:: INFORMATION SHOWN ::
PR #2973, opened 2021-04-14
Classic queue mirrors should also continue pushing messages to disk when syncing

luos:
## Proposed Changes

 Hi,

I have two RabbitMQs, full of 2 kb messages, memory limit 1.2 GB, sync mode automatic:

kép

The synchronisation can get stuck because the queue does not reduce its memory usage on the mirror process:

kép

```
(rabbit@rmq2.monitored.host)4> erlang:process_info(<0.1066.0>, messages).
{messages,[emit_gen_server2_stats,bump_reduce_memory_use]}
```

Because it's not handling `bump_reduce_memory_use`, it is only scheduling the next batch to disk when `set_ram_duration_target` is received, as that call is calling `reduce_memory_use`. 

You can see it on this graph that it takes around 10 minutes to synchronise this queue, because it's constantly hitting the watermark, because the queue is not sending messages to disk:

:: WORK TASK ::
Looking at the entries above, report how many of their lines include "messages", and add nothing else.

:: WRITTEN SOLUTION ::
5